Henry met with King Francis I of France in Winter 1532 to lobby support for his new marriage against the Pope and Catholic Church. Henry and Anne were secretly married and a public wedding was held in January 1533. Thomas Cranmer, the Archbishop of Canterbury, declared the marriage of Henry and Catherine annulled during a special meeting in May 1533, making Anne Boleyn Henry’s official second wife. All while this was going on, Reformation Parliament was working on rules and passing acts, among which Henry was declared head of the church in England and the Pope excommunicated him. Anne had several miscarriages and failed to give Henry a son during their marriage. She miscarried a boy after receiving news of Henry being badly injured during a jousting tournament a month after the death of Catherine of Aragon and on the day of Catherine’s funeral January 29, 1536. Between April and May, Henry accused five men of adultery with Anne, despite having no real evidence. He used this to have the men executed, and Anne beheaded on May 19, 1536.
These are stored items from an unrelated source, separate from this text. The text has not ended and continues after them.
PR #1247, opened 2025-06-13
mount_util.c: check if utab exists before update

httpstorm:
Do not attempt to update `/run/mount/utab` if it doesn't exist.
Note: if this path ever changes, `utab` updates will break.

Fixes the following error when mounting iPhone documents and containers using `ifuse`:
``` bash
ifuse /mnt --container com.httpstorm.httpstorm
mount: mounting ifuse on /mnt failed: Invalid argument
```

On OpenWRT by default `mount-utils` is not installed and `utab` does not exist.
`/bin/mount` is a symlink to `/bin/busybox` and does not support updating of `utab`.
If `mount-utils` is installed `/run/mount/` exists, but does not contain `utab`.
The `mount-utils` instance is under `/usr/bin/mount`, so a hard-coded call to `/bin/mount` will still fail.
Using `/usr/bin/mount` succeeds but does not create `utab`.

I am not sure if this is the correct approach of solving the issue.
The regression was introduced in 74b1df2e84e836a1710561f52075d51f20cd5c78 which does not explain why the symlink check was removed.
The original symlink check was introduced in 7f571e320e39a5dd0bb7ab2c1b2a40b174879b18.

Build and run tested on OpenWRT main, using `ifuse` master, where `mtab` is indeed a symlink:
``` bash
ll /etc/mtab 
lrwxr-xr-x    1 root     root            12 Jun 12 03:58 /etc/mtab -> /proc/mounts
```

@bsbernd @Nikratio

### DIFF
--- a/lib/mount_util.c
+++ b/lib/mount_util.c
@@ -75,6 +75,10 @@ static int mtab_needs_update(const char *mnt)
 
 		if (err == EROFS)
 			return 0;
+
+		res = access("/run/mount/utab", F_OK);
+		if (res == -1)
+			return 0;
 	}
 
 	return 1;


bsbernd (changes requested):
I'm afraid not so easy, see https://github.com/libfuse/libfuse/pull/894

I.e. restoring the symlink check would introduce regression, there is a longer discussion about it in that thread. The ideal way would be probably to detect util-linux, but I don't know how to do that. Maybe check if not linux? Or an meson configure option that triggers automatically on OSX?

bsbernd:
Hmm ok, so this happens with OpenWRT on linux? OpenWRT is not using util-linux then?

bsbernd:
I forgot the name of this almighty binary that is used in initramfs and embedded projects, maybe we can add a detection for it?

httpstorm:
I am building OpenWRT master for WRT3200ACM on macOS host. I'll check the thread, but please keep in mind that I don't have any experience with `util-linux`, `meson` and friends.

bsbernd:
If we agree on an approach I might be able to help.
What is actually giving the error, libfuse on osx or libfuse inside of OpenWRT (my last usage of OpenWRT was about 15 years ago, without looking it up, I guess it is still Linux based).

httpstorm:
Yes, OpenWRT is Linux based. The error is on OpenWRT when I run `ifuse`. I have the build environment ready so if you come up with any ideas, I can test them.
First some host tools and the toolchain are compiled along with a cross compiler for the target architecture. Next these are used to compile the Linux kernel followed by target packages. Finally a firmware image is created.

bsbernd:
So "mount" is a symlink to /bin/busybox on your system? We either add a detection for that or we run "mount --version" (using posix_spawn)  and then check for util-linux.

httpstorm:
`mount` is indeed a symlink to `busybox`:
``` bash
which -a mount
/bin/mount
lrwxr-xr-x    1 root     root             7 Jun 12 03:58 /bin/mount -> busybox*
```

I don't think that checking for `busybox` is a good idea. OpenWRT can be compiled with the full featured `mount` tool.
On the other hand, checking if `mtab` is a symlink and the target is read-only should work:

The `nano` editor says it is read-only and attempting to change it returns an error:
``` bash
/proc/mounts is meant to be read-only
Error writing /proc/self/mounts: Invalid argument

lrwxr-xr-x    1 root     root            12 Jun 12 03:58 /etc/mtab -> /proc/mounts
lrwxrwxrwx    1 root     root            11 Jun 12 03:58 /proc/mounts -> self/mounts
-r--r--r--    1 root     root             0 Jun 13 13:12 /proc/self/mounts
```

`/proc/self/mounts` is updated automatically on OpenWRT. I am using this patch.

``` bash
ifuse /mnt --documents com.httpstorm.httpstorm
cat /proc/self/mounts
…
ifuse /mnt fuse.ifuse rw,nosuid,nodev,relatime,user_id=0,group_id=0 0 0
```

bsbernd:
/proc/mounts is always symlink on modern system. The point is the util-linux doesn't even try to update /etc/mtab, but uses `/run/mount/utab`. Seems like busybox does not support that and therefore needs the symlink check. Enabling just the symlink check in general is not good either, as it would break adding custom x-* options. So the generic solution is either to check if mount is a symlink, or better to parse the version output of mount to check if it is util-linux.

httpstorm:
I did some tests:
- On Ubuntu 24.04.2 LTS: `/proc/self/mount` is read-only, `/run/mount/utab` is writable only by root
- On OpenWRT: `/proc/self/mount` is read-only, `/run/mount` do not exist

If I disable `busybox/mount` and compile with `mount-utils`, `/run/mount` is there, but `/run/mount/utab` does not exist.
I think I found another bug in `libfuse3`: it is hard-coded to use `/bin/mount`, which does not exist when `busybox/mount` is disabled:
``` bash
ifuse /mnt --container com.httpstorm.httpstorm 
fuse: failed to execute /bin/mount: No such file or directory

which -a mount
/usr/bin/mount

ln -s /usr/bin/mount /bin/mount
which -a mount
/usr/bin/mount
/bin/mount

# with the full featured mount, this is successful even without my patch
ifuse /mnt --container com.httpstorm.httpstorm
```

At this point I agree that checking if `mount` is a symlink to `busybox` will solve the issue.
The other option I see is to check if `/run/mount/utab` exists. If it doesn't `return 0`:
``` C
if (S_ISLNK(stbuf.st_mode) && does_not_exist("/run/mount/utab"))
	return 0;
```

httpstorm:
Checking if `mount` is a link to `busybox` will work, but first we need to decide if we are going to use `/usr/bin/mount` or
`/bin/mount`. Then there is the complication that this is a `setuid` binary, so we need to be careful what we run. We also need to be consistent if we the check is performed in both `mtab_needs_update` and `add_mount`. It would be better if we don't have to check twice. We can also use `access("/run/mount", R_OK)` or `access("/run/mount/utab", R_OK)` or `W_OK` in `mtab_needs_update`, but if both versions of `mount` are present, the decision should rather be based on the one we choose to use. Another reason not to use `access` from the man page (though for a simple check if the file exists, it should be ok):
> set-user-ID and set-group-ID applications should restore the effective user or group ID, and perform
     actions directly rather than use access() to simulate access checks for the real user or group ID.

On OpenWRT there is a config option to make `/etc/mtab` a regular file (usually if the kernel is compiled without `proc`, though such use is discouraged. `CONFIG_BUSYBOX_CONFIG_FEATURE_MTAB_SUPPORT`

httpstorm:
``` bash
mount --version
# busybox mount does not support --version, it prints the list of mount points
# the full featured mount reports util-linux
mount from util-linux 2.41 (libmount 2.41.0: btrfs, namespaces, idmapping, fd-based-mount, assert, debug)
```

bsbernd:
@httpstorm Sorry for my late reply. Are you sure the patch is right, because you had written above
>If I disable busybox/mount and compile with mount-utils, /run/mount is there, but /run/mount/utab does not exist.

httpstorm:
@bsbernd Hey, no worries. I'm glad to have you back.
Yes, this patch fixes the errors on OpenWRT. There is no `utab` file, so that feature won't work.
If you like, later we can introduce another patch to detect what version and path is used for the `mount` command.
Or at least avoid calling `/bin/mount` if it doesn't exist. But considering the above, it won't matter for OpenWRT.

I wrote a small program to test the calls on Ubuntu as regular user, root and `setuid` binary, to make sure I know how it works and that there is no change. As long as the hard-coded path to `/run/mount/utab` remains the same, there should be no regression.

I also tested OpenWRT where the new behaviour is as follows:
1. With `busybox`
`/run/mount` does not exist, so `access` returns -1, `mtab_needs_update` returns 0, `/bin/mount` does not support the parameters and would fail, but it is not called.

2. With `mount-utils`
`/run/mount/utab` does not exist, so `access` returns -1, `mtab_needs_update` returns 0, `/bin/mount` does not exist and calling it would fail, but is not called. I'm not aware if `utab` can be enabled through configuration. By default it does not exist. 

3. Both `busybox` and `mount-utils` (theoretical, not tested)
`/run/mount/utab` does not exist, so `access` returns -1, `mtab_needs_update` returns 0, `/bin/mount` does not support the parameters and would fail, but it is not called.

bsbernd:
Thank you @httpstorm for the detailed description and test. We can also cherry-pick it to 3.17.x and new release definitely follows this week. 
However, I also want to check what exactly creates utab, I wonder a bit if it is dynamically created and that we might take the wrong decision if "/" would be a fuse file system (I have done these things in the past myself).

httpstorm:
I have a [PR](https://github.com/openwrt/packages/pull/26762) to merge the fixes in OpenWRT. A new release is definitely welcome, so we don't have to maintain patches. Would you like me to cherry pick 6787608e5655b3d833a541a9f0d5a3159ae51f0e and 3793b1748ad151c8043dee1db198fffa3dbb5a67 for 3.17.x?

I can try to do more research about `utab` on OpenWRT, but I'm lost. There might be some kernel module or configuration that needs to be enabled. Or I can give you guidance to configure and build for x64 [1, 2]. You can test it on a VM or boot from flash-drive.
Note that OpenWRT is targeted for routers and embedded devices, so it's optimised to be light-weight. Many features can be enabled through `make menuconfig` or `make kernel_menuconfig`. It is pretty usable for servers too.

[1] [OpenWRT Build System Usage](https://openwrt.org/docs/guide-developer/toolchain/use-buildsystem)
[2] [OpenWRT build environment on macOS](https://httpstorm.com/openwrt/help/OpenWRT%20build%20on%20macOS.htm)

httpstorm:
@bsbernd 
I noticed a new release `fuse-3.17.3` is finally out, however while preparing a PR for OpenWRT, I saw that none of my fixes made it there.

[1] https://github.com/libfuse/libfuse/commit/6787608e5655b3d833a541a9f0d5a3159ae51f0e
[2] https://github.com/libfuse/libfuse/commit/3793b1748ad151c8043dee1db198fffa3dbb5a67

bsbernd:
@httpstorm Just back from vacation yesterday. Sorry, looks like I had missed the patches when cherry picking commits. Let's aim for another release end of this week. Also feel free to do cherry picks yourself (ideally with git cherry-pick -x).

httpstorm:
@bsbernd 
I'm doing cherry-pick for the first time, so please let me know if I managed to do it correctly. 🍒 https://github.com/libfuse/libfuse/pull/1309

sertonix:
For the record: When util-linux umount was installed and is replaced with busybox umount (without reboot) the way that the check is done still detects the system as using util-linux which causes umount to fail (happened on an alpine linux system). I can't think of a better check so not opening an issue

The following day, Henry engaged Jane Seymour, one of Anne’s ladies-in-waiting. They married on May 30, 1536. In October the following year, Jane gave birth to a son – Prince Edward, the future King Edward VI. Sadly, the birth was difficult and Jane contracted an infection after labor and died on October 24, 1537.
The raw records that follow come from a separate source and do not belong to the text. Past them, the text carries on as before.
PR #1248, opened 2025-06-13
gitignore: add *.patch

httpstorm:
When working with patches, git shows them as uncommitted changes.
Ignore `*.patch` to keep the list of changes tidy.

@bsbernd @Nikratio

### DIFF
--- a/.gitignore
+++ b/.gitignore
@@ -12,6 +12,7 @@
 *.gz
 \#*#
 *.orig
+*.patch
 *~
 .DS_Store
 Makefile.in


bsbernd:
Thanks, should not hurt. Btw, no need to CC me, github sends me a notification automatically. And Nikolaus got too busy to be maintainer.

httpstorm:
Thanks for the quick merge! I guess GitHub adds CC when I use `@` . It's a common practice in OpenWRT. I guess I should avoid it here.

Henry immediately sought another wife, looking to the continent for someone of the right attractiveness and position. However, news from Thomas Cromwell as spymaster, made Henry paranoid about problems within England. Cromwell suggested Henry marry Anne of Cleves, the sister of the Duke of Cleves, as the Duke was centrist in the topic between Lutheranism and Catholicism in the event of a Roman Catholic invasion and would be a good ally. Despite Anne already being betrothed to the son of the Duke of Lorraine, Henry and Anne agreed to marry. They married on January 6, 1540, however Henry shortly afterward wanted to get the marriage annulled as he had found someone else. Anne didn’t argue and on July 9, 1540, the marriage was dissolved as it was never consummated and Anne was given a generous settlement. Cromwell didn’t fare as well – he was accused of various crimes and was beheaded on July 28.
The same day as Cromwell’s execution, Henry married his fifth wife – Catherine Howard, a lady-in-waiting of Anne Boleyn. Henry was very happy with the marriage and gifted Catherine the lands previously held by Cromwell, along with an array of jewelry. Unfortunately, the new young queen wasn’t faithful in return and had two affairs – one with her previous fiancé, Francis Dereham, and the other with courtier Thomas Culpeper. Evidence was brought forth to Henry by a council and Catherine claimed Dereham forced her into the affair, to which Dereham responded in exposing the affair she was having with Culpeper. The men were both executed and Catherine was beheaded on February 13, 1542.
On July 12, 1543, Henry married his sixth and final wife – the wealthy widow, Catherine Parr. She was part of the household of Mary, the daughter of Henry and Catherine of Aragon when she caught the king’s attention. They remained married until Henry’s death on January 28, 1547.